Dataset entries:
..........
PR #367, opened 2023-09-26
Cypress can now sign programmatically

### LINKED ISSUE #357: [Cypress] Allow to sign transactions
Following what has been done for the login cypress polkadot plugin should allow to
- see a list of submitted transaction
- ideally check for the payload
- sign with an account that the extension/plugin was initiated with

Tbaut:
closes #357

- can sign/reject Txs
- can see the transactions queue and analyze the payload

todo:
- tests will fail if a tx is the same as one that's in the queue so we need to clean pending TXs first if we want to see the whole flow. I'll do this in another PR, when approving/rejecting pending TXs.


packages/ui/cypress/tests/transactions.cy.ts
```diff
@@ -0,0 +1,66 @@
...
+    })
+  })
+
+  it('Abort a tx with Alice', () => {
+    multisigPage.newTransactionButton().click()
+    sendTxModal.sendTxTitle().should('be.visible')
+    sendTxModal.fieldTo().click().type(`${AliceAddress}{enter}`)
+    sendTxModal.fieldAmount().click().type('0.001')
+    sendTxModal.buttonSend().should('be.enabled').click()
+    cy.getTxRequests().then((req) => {
```
Lykhoyda, line 36: I see that you created a class Extension and all the interactions will be mocked as we don't want to deal with the real Polkadot plugin. Is it a correct understanding?

packages/ui/src/components/Toasts/ToastContent.tsx
```diff
@@ -20,14 +20,26 @@ const ToastContent = ({ className, toast }: ToastContentProps) => {
...
+    <div
+      className={className}
+      data-cy="notification-wrapper"
+    >
       <div className="iconContainer">
         {type === 'success' ? (
-          <HiOutlineCheckCircle size={25} />
+          <HiOutlineCheckCircle
+            data-cy="notification-icon-success"
+            size={25}
```
Lykhoyda, line 31: It's a small thing for sure but the sizes are normally even, so 24 is probably a good size

Lykhoyda (changes requested):
Overall looks good considering the accept transaction will be handled in the next PR. I requested some changes for code duplication.

packages/ui/cypress/tests/transactions.cy.ts
```diff
@@ -0,0 +1,66 @@
...
+      const requests = Object.values(authRequests)
+      // we should have 1 connection request to the extension
+      cy.wrap(requests.length).should('eq', 1)
+      // this request should be from the application Multix
+      cy.wrap(requests[0].origin).should('eq', 'Multix')
+      // let's allow it for Alice
+      cy.enableAuth(requests[0].id, [AliceAddress])
+      // the ui should then move on to connecting to the rpcs
+      topMenuItems.multiproxySelector().should('be.visible')
+    })
```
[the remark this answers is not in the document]
Tbaut: Yes, this is the subject of an issue I opened here, to be fixed separately as not super trivial https://github.com/ChainSafe/Multix/issues/371

packages/ui/cypress/tests/transactions.cy.ts
Tbaut: Yes, that's the idea behind the "Cypress plugin" we're building, because you can't install plugins in Cypress. This logic will end up in a separate repo, published to NPM, and imported here, so that others can use it.

packages/ui/src/components/Toasts/ToastContent.tsx
Tbaut: unrelated, but small enough that we can squeeze this in, pushed the change :+1:

packages/ui/cypress/tests/transactions.cy.ts
```diff
@@ -0,0 +1,66 @@
...
+  })
+
+  it('Abort a tx with Alice', () => {
+    multisigPage.newTransactionButton().click()
+    sendTxModal.sendTxTitle().should('be.visible')
+    sendTxModal.fieldTo().click().type(`${AliceAddress}{enter}`)
+    sendTxModal.fieldAmount().click().type('0.001')
+    sendTxModal.buttonSend().should('be.enabled').click()
```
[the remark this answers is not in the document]
Tbaut: Good point, extracted this into `fillAndSubmitTransactionForm` because we click on the send button too.

Tbaut:
The accept transaction is definitely working, but under some specific conditions. I'm on the fence between:
- fix it in the issue I mentioned (https://github.com/ChainSafe/Multix/issues/370)
or
- actually do it right from the get go, and go with a full setup including forking the network with [Chopsticks](https://github.com/AcalaNetwork/chopsticks), running our an indexer against it, start with a blank page every single test, test the multisig creation flow, and signing a TX. This would probably be ideal, but non trivial, and the sequence in which tests will be run will matter.

Lykhoyda (approved):

PR #376, opened 2023-09-27
Balance conversion for balance types

### LINKED ISSUE #375: Make sure all the `Balanceof<>` are denomitated in Token
Following the non-merge of https://github.com/ChainSafe/Multix/pull/312
We should check the type of the field, and if it's `BalanceOf<` or anything with a token, we should show an input with token, and multiply it in the extrinsic by the token decimal.

Tbaut:
closes #375 

This adds the token at the end of the field for manual extrinsics in case the field is expecting a balance. It will then convert the value in plank with the right amount of 0s.

To test:
- Craft a manual extrinsic that needs a value, for instance `balances.transfer` or `bounties.proposeBounty`
- check that the token is visible
- check that when the tx is done, the right amount in plank is submitted. Note that for balances.transfer, the overview converts it back to human readable values, like in my screenshot

Submitting
image

Verifying
image


packages/ui/src/components/EasySetup/ManualExtrinsic.tsx
```diff
@@ -13,19 +14,22 @@ import { ISubmittableResult } from '@polkadot/types/types'
 import React, { ChangeEvent, useCallback, useEffect, useMemo, useState } from 'react'
 import { useApi } from '../../contexts/ApiContext'
 import paramConversion from '../../utils/paramConversion'
-import { getTypeDef } from '@polkadot/types/create'
+// import { getTypeDef } from '@polkadot/types/create'
```
Lykhoyda, line 17: to remove

Tbaut: I was on the fence with this one, because it's super hard to find :smile: my IDE didn't add it automatically, and so because it goes with the other comments (the console.logs that are pretty useful to quickly un-comment rather than find and re-create) I left it. 

Let's remove it, and hope it's not too hard to find again.
```suggestion
```

packages/ui/src/components/EasySetup/ManualExtrinsic.tsx
```diff
@@ -137,11 +90,84 @@ const ManualExtrinsic = ({
...
+          converted = converted.map((single: any) =>
+            isNumType(type)
+              ? single.indexOf('.') >= 0
+                ? Number.parseFloat(single)
+                : Number.parseInt(single)
+              : single
+          )
+          return [...previousValue, converted]
+        }
+
```
Lykhoyda, line 133: It's actually super complex to read and understand. It would be nice to refactor the lines of code by human-readable actions As an example of refactoring such code is easier to understand when the code of each data manipulation is separated by the methods. This way the method gives you understanding of what is suppose to happen without digging into details

```js

const transformParams = useCallback(
  (paramFields, inputParams, opts = { emptyAsNull: true }) => {
    const params = paramFields.map((field, ind) => ({
      ...field,
      value: processParamValue(inputParams[ind], opts.emptyAsNull),
    }));

    return params.reduce((previousValue, { type = 'string', value, typeName }) => {
      if (isEmptyValue(value)) return opts.emptyAsNull ? [...previousValue, null] : previousValue;

      let converted = value;

      if (isVecType(type)) {
        converted = convertVector(value, type);
        return [...previousValue, converted];
      }

      if (isTypeBalance(typeName) && shouldConvertToBalance(chainInfo, converted)) {
        return handleBalanceConversion(previousValue, converted);
      }

      if (isNumType(type)) {
        converted = convertToNumber(converted);
      }

      return [...previousValue, converted];
    }, []);
  },
  [chainInfo, onSetErrorMessage]
);

function processParamValue(inputParam, emptyAsNull) {
  if (typeof inputParam === 'object' && inputParam !== null && typeof inputParam.value === 'string') {
    return inputParam.value.trim();
  } else if (typeof inputParam === 'string') {
    return inputParam.trim();
  }
  return inputParam;
}

function isEmptyValue(value) {
  return value == null || value === '';
}

function isVecType(type) {
  return type.indexOf('Vec<') >= 0;
}

function convertVector(value, type) {
  const converted = value.split(',').map((e) => e.trim());
  return converted.map((single) =>
    isNumType(type) ? (single.indexOf('.') >= 0 ? parseFloat(single) : parseInt(single)) : single
  );
}

function shouldConvertToBalance(chainInfo, converted) {
  if (!chainInfo?.tokenDecimals) return false;
  if (!converted.match(/^[0-9]+([.][0-9]+)?$/)) {
    onSetErrorMessage('Only numbers and "." are accepted.');
    return false;
  }
  const bnResult = inputToBn(chainInfo.tokenDecimals, converted);
  if (bnResult.gte(getGlobalMaxValue(128))) {
    onSetErrorMessage('Amount too large');
    return false;
  }
  return true;
}

function handleBalanceConversion(previousValue, converted) {
  const bnResult = inputToBn(chainInfo.tokenDecimals, converted);
  return [...previousValue, bnResult.toString()];
}

function convertToNumber(converted) {
  return converted.indexOf('.') >= 0 ? parseFloat(converted) : parseInt(converted);
}

export default transformParams;
```

Lykhoyda (changes requested):
If it's possible please refactor the method transformParams. Both scenarios mentioned in the description work fine 👍

Tbaut:
The refactor is in, very inspired by your code, thank you very much. I chose to only extract to functions some logic when
- it was more than 1 line
- it was re-used

This means that things like for instance the Balance handling is still on several lines, because I didn't want to duplicate the `bnResult = inputToBn(chainInfo.tokenDecimals, converted);`, but it should be much easier to read now.

Lykhoyda (approved):

packages/ui/src/components/EasySetup/ManualExtrinsic.tsx
```diff
@@ -175,21 +224,19 @@ const ManualExtrinsic = ({
...
-        const raw = getTypeDef(instance.toRawType())
-        console.log('raw', raw)
-
-        arg.typeName.isSome &&
-          console.log('typeName.unwrap().toString()', arg.typeName.unwrap().toString())
+        // console.log('getTypeDef', getTypeDef(arg.type.toString()))
+        // const instance = api.registry.createType(arg.type as unknown as 'u32')
+        // console.log('instance', instance)
+        // const raw = getTypeDef(instance.toRawType())
+        // console.log('raw', raw)
```
Lykhoyda, line 234: can we maybe move it to the log method and comment it?

Tbaut: After offline discussion we're keeping this around for a bit.

packages/ui/src/components/EasySetup/ManualExtrinsic.tsx
```diff
@@ -175,21 +224,19 @@ const ManualExtrinsic = ({
     let paramFields: ParamField[] = []
     const metaArgs = api.tx[palletRpc][callable].meta.args
 
-    console.log('metaArgs', metaArgs)
+    // console.log('metaArgs', metaArgs)
```
Tbaut, line 227: removing an easy one
```suggestion
```

Issue #380, opened 2023-09-29
Show the value in token with the right decimals, rather than in plank


Tbaut:
Very similarly to https://github.com/ChainSafe/Multix/issues/379
We should help our users review the Txs with the amounts converted in the right token, with the right decimals rather than showing the amount in plank. This is currently done in a somewhat hacky way only for `balances.transfer` alike here https://github.com/ChainSafe/Multix/blob/8711fb0ccbd67bdd1451b8024d64092de1a0db50/packages/ui/src/components/CallInfo.tsx#L35-L36

e.g this should display 123 ROC rather than 123,000,000,000,000
![image](https://github.com/ChainSafe/Multix/assets/33178835/5ea36ea1-7089-4c67-bfd2-62f7b1f74d58)

This means programmatically identifying when the amount is a balance (I belive the typeName is `BalanceOf`) and then convert to the amount of token, and add the token symbol.

Although this should be checked on Polkadot/Kusama/Rococo first, please check on other networks such as Hydra or Phala. The type names may be different because these things evolve.

Issue #134, opened 2023-05-10
Improve the readability of batch proposal review


asnaith:
With the addition of batch transactions, we now have more data to contend with and display on the proposal. 

It would be good to improve the readability. For example, this is a proposal in the transaction queue for a batch transaction of two balance transfers: 

<img width="568" alt="Screenshot 2023-05-10 at 4 32 40 PM" src="https://github.com/ChainSafe/Multix/assets/3982665/32abed94-3d8c-40ab-ad13-a2926a27a375">

Tbaut:
Any suggestion on what would make it more readable? like the address on one line or with the usual `AccountDisplay` anything else?

The hard part is that this is generic. so unless there's a specific rule (that's the case for transfers outside of batches) the formatting is generic as well and it may be tricky to handle well all cases. This is yet again an area where I'd like to have real users feedback. If someone is doing batches of transfer regularly, they'd benefit from it. I know the ChaosDao is doing batch referenda voting for instance, but not sure about transfers.

asnaith:
@Tbaut Yeah with it being generic and covering so many different parameters I can see the difficulty. 

That said, without the indentation, it would probably fit nicer in the space that's there, and if we styled each extrinsic with an outline or something it would be easy to see the separation of different extrinsic in the batch. 

The call, method, section and args will probably be present on all batch extrinsics. Perhaps we could display call, method and section data separately and put the "args" content in the main body? 

I created an example of what I mean (I'm no designer though 😄). 

<img width="568" alt="tx_queue" src="https://github.com/ChainSafe/Multix/assets/3982665/747714b9-915d-4f53-b8cb-b33148227d1b">

Tbaut:
I edited the name of this issue to reflect what can actually be done.
Your design adds 2 things
- style better the batch extrinsic (by separating the extrinsics, removing the 0, 1.
- style better the transfer if it's part of an extrinsic (right now, only stand alone transfers are formated nicely. This is a little less prio because very specific.

It's certainly doable though, the first one should definitely be the priority.

Tbaut:
I will close this for now, as I think things have improved a lot already. the overall styling could be improved, but that's not only for batch.

PR #384, opened 2023-10-04
Generically show token value without decimals

Tbaut:
closes https://github.com/ChainSafe/Multix/issues/380
addresses a bit https://github.com/ChainSafe/Multix/issues/134

You can test with either a done transaction or by creating a new TX from callData, and looking at the decoded call, since the component is the same.

e.g with callData: `0x23000b00b04e2bde6f24736f6d652064657363`

image

There's also a huge improvement for batch, e.g callData `0x18000800002c736f6d652072656d61726b12000b00b04e2bde6f00f2c116d8c1f412f2dfc91702660acba3c4e9d487de4f7ac7577cb117264dd9aa`

image

it used to be displayed like this
image

### DIFF
--- a/packages/ui/src/components/CallInfo.tsx
+++ b/packages/ui/src/components/CallInfo.tsx
@@ -187,6 +187,7 @@ const CallInfo = ({
     () => aggregatedData.callData && getDecodeUrl(aggregatedData.callData),
     [aggregatedData, getDecodeUrl]
   )
+  const hasArgs = useMemo(() => args && Object.keys(args).length > 0, [args])
 
   return (
     <div className={className}>
@@ -211,7 +212,7 @@ const CallInfo = ({
           annoyance.
         </AlertStyled>
       )}
-      {args && !!api && Object.keys(args).length > 0 && (
+      {!!api && hasArgs && (
         <Expander
           expanded={expanded}
           title="Params"
--- a/packages/ui/src/components/CallInfo.tsx
+++ b/packages/ui/src/components/CallInfo.tsx
@@ -11,6 +11,8 @@ import { HiOutlineArrowTopRightOnSquare as LaunchIcon } from 'react-icons/hi2'
 import { Link } from './library'
 import { usePjsLinks } from '../hooks/usePjsLinks'
 import { Alert } from '@mui/material'
+import { ApiPromise } from '@polkadot/api'
+import { isTypeBalance } from '../utils/isTypeBalance'
 
 interface Props {
   aggregatedData: Omit<AggregatedData, 'from' | 'timestamp'>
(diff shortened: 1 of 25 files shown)


asnaith:
@Tbaut This is a really nice improvement, makes a lot more sense with the token value, and the display is much improved with the inclusion of the identicon of the receiver too. 

However, one issue I noticed is that "ROC" is being appended in a place it shouldn't be:

CleanShot 2023-10-06 at 10 06 47@2x

Tbaut:
You must have been testing an older commit could it be? The latest refractor fixes this bug that I found earlier.

asnaith (approved):
> You must have been testing an older commit could it be? The latest refractor fixes this bug that I found earlier.

I double-checked to make sure and then see what the confusion was. 

I had clicked the most recent "View Deployment" button and I was testing on there and still seeing the issue (on https://6ddde8e1.multix.pages.dev/?network=rococo). 

However, when I pulled the latest changes and tested on localhost I saw that it was fixed. Seems like there wasn't a new staging deployment for the very latest commits? Not sure why. 

This PR looks good to go though, no further concerns :)

packages/ui/src/components/CallInfo.tsx
```diff
@@ -140,11 +211,11 @@ const CallInfo = ({
           annoyance.
         </AlertStyled>
       )}
-      {args && Object.keys(args).length > 0 && (
+      {args && !!api && Object.keys(args).length > 0 && (
```
Lykhoyda, line 214: I really like it when we encapsulate such logic in the method. There is no super complex logic, but it's still hard to read. What about making the method:
```js
const containsArgs = () => args && Object.keys(args).length > 0

{containsArgs() && !!api (<div></div>)}
```

Also the variable casting for "api" is not 100 percent right as it could be an empty object which is returns true, it doesn't give us confidence that API is initialized. 

I personally use lodash for such scenarios to not create new methods or check for the emptiness of the objects (https://lodash.com/docs/4.17.15#isEmpty)

Lykhoyda (changes requested):
Please create a method for verifying the args data

packages/ui/src/components/CallInfo.tsx
Tbaut: Lodash is hiding things behind a giant lib that has had many vulns in the past, it's a strong no for me. These are tastes after all. I don't like to hide things too much when they're a 1 line, and if they're not reused.. I've been involved in such projects and it's easy to read, but hard to maintain. I'll implement this suggestion, but I don't want this kind of comment to be a requirement for this repo, or to prevent merging after being up for 6 days.

Lykhoyda (approved):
..........
Your goal: Take every line from the data above that holds "However" and copy it out.

Your solution:
However, one issue I noticed is that "ROC" is being appended in a place it shouldn't be:
However, when I pulled the latest changes and tested on localhost I saw that it was fixed. Seems like there wasn't a new staging deployment for the very latest commits? Not sure why. 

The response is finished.